Die PT ist im Industrieviertel von Sao Paulo (ABC genannt) im Zuge der Klassenkämpfe gegen die Militärdiktatur in der zweiten Hälfte der 1970er entstanden. Sie ist bis heute die bedeutendste linke Oppositionspartei auf dem Kontinent. Bei den Kommunalwahlen 1988 schaffte die PT den Einzug ins Rathaus von Sao Paolo und verursachte damit eine schwere Niederlage für die brasilianische Kapitalistenklasse. Lula, Gründer dieser Sammelpartei, die ein Zusammenschluss von ungefähr 10 Bewegungen ist, war 1989 bei den Stichwahlen zur Präsidentschaft Collor nur knapp unterlegen. Zwei weitere Male - 1994 und 1998 - musste sich Lula knapp geschlagen geben; in diesem Jahr könnte der Führer der PT tatsächlich gewählt werden. Lula ist allerdings während der letzten Jahre weit nach rechts gegangen. In der PT haben sich zunehmend die reformistischen Kräfte durchgesetzt. Eine Fundamentalopposition zur jetzigen Staatsführung unter Cardoso wurde in der Führung mehrheitlich abgelehnt. Stattdessen bot Lula die PT den Kapitalisten sogar als verlässlichen Juniorpartner an; diese lehnten allerdings einstweilen noch ab. Die PT ging trotzdem aus den Kommunalwahlen im Oktober 2000 als Hauptgewinnerin hervor. Das von ihr in der Provinz Rio Grande do Sul (Hauptstadt Porto Alegre) eingeführte "partizipative Budget", das 30% der Steuereinnahmen für Bildung vorsieht, ist den Herrschenden ein Dorn im Auge und führte aber auch zu internen Spannungen in der Partei.

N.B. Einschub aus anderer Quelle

PR #58, opened 2026-08-07
Classify RPC errors and recover quietly from Durable Object resets

ndisidore:
Stacked on #56.

Addresses this class of error
Screenshot from 2026-08-07 17-08-52
Screenshot from 2026-08-07 17-09-00

Routine DO resets (storage timeouts, overload aborts i.e. the stuff we saw in the logs) were surfacing in the frontend as scary terminal errors. The reject frames actually arrive with structured flags (`durableObjectReset`, `overloaded`, etc., thanks to `enhanced_error_serialization`), but nothing ever read them: every call site was just `catch(console.error)`.

Two details made it worse than it needed to be:

- A user-DO reset rejects the in-flight RPC but the WebSocket stays healthy, so nothing re-fetched. Model list, sidebar, onboarding check just stayed broken until you reloaded the page.
- The API session cached its user-DO stub for its whole lifetime. A stub is bound to one incarnation of the object and is permanently broken after a reset (see the [DO error handling docs](https://developers.cloudflare.com/durable-objects/best-practices/error-handling/)), so a retry through the cached one could never succeed anyway.

## What changed

- New RPC error classifier. Flags first; message matching only as a fallback for errors that lose them in transit.
- Idempotent reads and subscribes retry once (~1.5s, jittered) after a reset. Never writes. The retry lives at one chokepoint: a `withReadRetries` proxy installed where `useAuth` creates the API stub, keyed by a method-level allowlist — idempotency is a property of the method, not the call site, so every consumer (present and future) gets the policy without per-call-site wrapping.
- The backend keeps **one user-DO stub per session** — e-order (in-order delivery) is guaranteed per stub, so this preserves request ordering (see [the review discussion](https://github.com/cloudflare/cloudflare-os/pull/58#discussion_r3739300221)). A Proxy around the stub observes rejections: flagged errors (`durableObjectReset`/`retryable`) drop the cached stub and propagate — the call may have executed, so the frontend owns recovery — while a flagless dead-capability rejection proves the call never reached the object and is transparently re-issued exactly once on a fresh stub, which is safe even for writes. Net effect: an idle reset costs the user nothing at all.
- Transient failures (ones a retry or reconnect will cure) log at debug instead of toasting, and `logRpcFailure` reports do-resets on action paths (chat send/new, workspace create) to the client-errors endpoint so they stay visible in telemetry. State fallbacks unchanged.
- Failed chat sends show an inline "may not have been sent — check the thread" hint instead of the old toast. Deliberately not auto-retried: if the reset lands after the write commits, a retry double-sends.
- Auth errors get stable codes (same pattern as the workspace-open ones, both now built by one `codedErrorFamily` helper). Canary tests pin the capnweb message strings we match against and round-trip the flags through capnweb's real serializer; the workerd dead-capability message lives once in `workshop-shared`, referenced by both the backend matcher and the frontend classifier, so the canary guards both.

Lula reiste vor einigen Monaten nach Washington D.C., um an den Währungsfonds zu appellieren, ein Brasilien unter einer PT-geführten Regierung nicht zu boykottieren und doch bitte sofort Kredite für das Land zu Verfügung zu stellen. Die Währungskrise ist groß, ebenso die Staatsverschuldung. Doch die Erfahrungen aus Argentinien und Uruguay sollten Lehre genug sein. Es ist klar, dass die Kredite von Weltbank und IWF bloß vergeben werden, um das Land in Geiselhaft zu nehmen und die Unterdrückung und Armut zu vergrößern. Einen Ausweg aus dem Teufelskreis der Krise oder gar aus dem Kapitalismus bieten diese Institutionen nicht. Im Gegenteil: Sie verschärfen die Abhängigkeit und spitzen dadurch die Widersprüche in der Gesellschaft weiter zu.
Klassenkämpferische Alternative
Von seiner Vergangenheit als Gewerkschafter und Sozialist hat sich Lula bereits vor einiger Zeit verabschiedet. Mit jedem verpassten Regierungseintritt wurde das Programm der PT weiter nach rechts "korrigiert". Eine Partei der ArbeiterInnen und der Jugend - für dieses Ziel kämpft die brasilianische Schwesterorganisation der SLP, Revolutionärer Sozialismus (SR). Die 1964 gegründete Landlosenbewegung MST (Movimento sem terra) - die größte soziale Bewegung Lateinamerikas - beispielsweise wurde von der PT maßgeblich mitaufgebaut. Der PT-nahe Gewerkschaftsdachverband CUT spielt in der MST eine zentrale Rolle. Dennoch hat sich die Solidarität der PT-Führung auf Worte beschränkt. Solidarität aufzubauen würde bedeuten, die Bewegung auf dem Land mit der Bewegung der ArbeiterInnen und der Jugend in der Stadt zu verbinden versuchen und dort die eigene Führung auszubauen.
So hat SR die Initiative zur Gründung der MSE (Movimento sem educacao) unter der Jugend ergriffen, die nun Teil von International Socialist Resistance ist. Außerdem stellt SR selbst KandidatInnen für die PT auf, die sich von den meisten anderen KandidatInnen durch ein klares sozialistisches und klassenkämpferisches Programm und Profil unterscheiden.
Sollte der Rechtsruck in der PT sich fortsetzen, ist sogar eine bedeutende linke Abspaltung nicht auszuschließen. Die Gefahr für die Kapitalisten geht nicht von der PT aus. Was sie fürchten, sind die ArbeiterInnen, die ihren Forderungen durch Massenmobilisierungen Nachdruck verleihen könnten. Schaffen die fortgeschrittensten Schichten es nicht, in diesem Kampf eine neue Führung aufzubauen, könnte die Bewegung auf halbem Wege stehen bleiben, wie es momentan in Argentinien der Fall ist.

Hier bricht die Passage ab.